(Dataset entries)

PR #1297, opened 2019-11-19
Advanced Tables documentation

tylerkelly13:
Did I miss anything?


_data/nav.yml
```diff
@@ -567,6 +568,7 @@
     - url: "configure"
     - url: "troubleshoot"
   - url: "advcode"
+  - url: "advanced_tables"
```
lnewson: This url is inconsistent with all other premium plugins (they use a hyphen instead of an underscore)

_includes/codepens/advtable-plugin/index.html
```diff
@@ -0,0 +1,160 @@
+<textarea id="advtable-plugin">
```
lnewson: The directory of this codepen and the id being used is a bit inconsistent, as all the others just use the name rather than adding the "-plugin" suffix. Not sure if you want to fix this, but just wanted to point it out.

enterprise/advanced_tables.md
```diff
@@ -0,0 +1,35 @@
+---
+layout: default
+title: Advanced Tables plugin
+title_nav: Advanced Tables
+description: Add sorting functionality to tables.
+keywords: sort tables advanced advtable
+---
+
+The initial release of Advanced Tables adds sorting functionality to tables in {{site.productname}}. Tables can be sorted by row or column values using:
```
lnewson: Should we have initial release mentioned here, as that feels like wording that should really only be in the release notes?

lnewson: Also it can now only be sorted by columns using the menus directly, so not sure if that could be confusing?

It's also possible to use the sort option in the table toolbar button.

enterprise/advanced_tables.md
```diff
@@ -0,0 +1,35 @@
...
+**For example:**
+
+| Sort rows based on the selected column                   | Advanced Sort Dialog                                 |
+| -------------------------------------------------------- | ---------------------------------------------------- |
+| ![Advanced Tables enhanced contextual menu for sorting rows based on the selected Column (Sort > Sort table by column ascending/descending).]({{ site.baseurl }}/images/advtable_context_menu_sort.png) | ![Advanced Tables sort dialog (Sort > Advanced Sort{{site.ellps}}).]({{ site.baseurl }}/images/advtable_dialog_sort.png) |
+
+### Try our Advanced Tables Demo
+{% include codepen.html id="advtable-plugin" %}
+
+### Getting started with {{site.productname}} Advanced Tables
```
lnewson: I thought we couldn't use the variables in headings as it breaks the anchor links?

enterprise/advanced_tables.md
```diff
@@ -0,0 +1,35 @@
...
+
+#### Creating an account
+
+To try out **Advanced Tables** and Tiny Cloud-delivered editor, the first step is to create a free [Tiny account](https://www.tiny.cloud/download/).
```
lnewson: This reads really awkwardly? The think it's the Tiny Cloud delivered editor part.

Also should this be using the cloud variable?

enterprise/advanced_tables.md
```diff
@@ -0,0 +1,35 @@
...
+
+The free user account is provisioned with a free 30-day trial of all Tiny [premium plugins](https://apps.tiny.cloud/product-category/tiny-cloud-extensions/), with no credit card information or commitment required.
+
+
+#### Buy {{site.productname}} Advanced Tables
```
lnewson: Again I didn't think we could use variables in headings?

plugins/advtable.md
```diff
@@ -0,0 +1,28 @@
+---
+layout: default
+title: Advanced Tables plugin
+title_nav: Advanced Tables
+description: Add sorting functionality to tables.
+keywords: advtable premium
```
lnewson: Maybe add the table keyword here?

plugins/advtable.md
```diff
@@ -0,0 +1,28 @@
...
+---
+
+The `advtable` plugin is a premium plugin that extends the core [`table` plugin]({{site.baseurl}}/plugins/table/) by adding sort options for rows and columns. Tables can be sorted by row or column values using:
+* The Sort options in the Table menu.
```
lnewson: There's also the table toolbar button that exposes sort.

_includes/codepens/advtable-plugin/index.html
lnewson: I wonder if we should move all plugins to a subdirectory, as that might be cleaner than using suffixes?

_data/nav.yml
tylerkelly13: updated

_includes/codepens/advtable-plugin/index.html
tylerkelly13: updated

tylerkelly13: we can move them next year

enterprise/advanced_tables.md
tylerkelly13: fixed

enterprise/advanced_tables.md
tylerkelly13: fixed

enterprise/advanced_tables.md
tylerkelly13: The whole thing is awkward really... but fixed?

enterprise/advanced_tables.md
tylerkelly13: Fixed

plugins/advtable.md
tylerkelly13: Added some keywords

plugins/advtable.md
tylerkelly13: added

• [WHAT YOU ARE ASKED TO DO]:
In the records above, find every line that contains the word "move" and copy it.

• [RESPONSE FOR THIS EXERCISE]:
lnewson: I wonder if we should move all plugins to a subdirectory, as that might be cleaner than using suffixes?
tylerkelly13: we can move them next year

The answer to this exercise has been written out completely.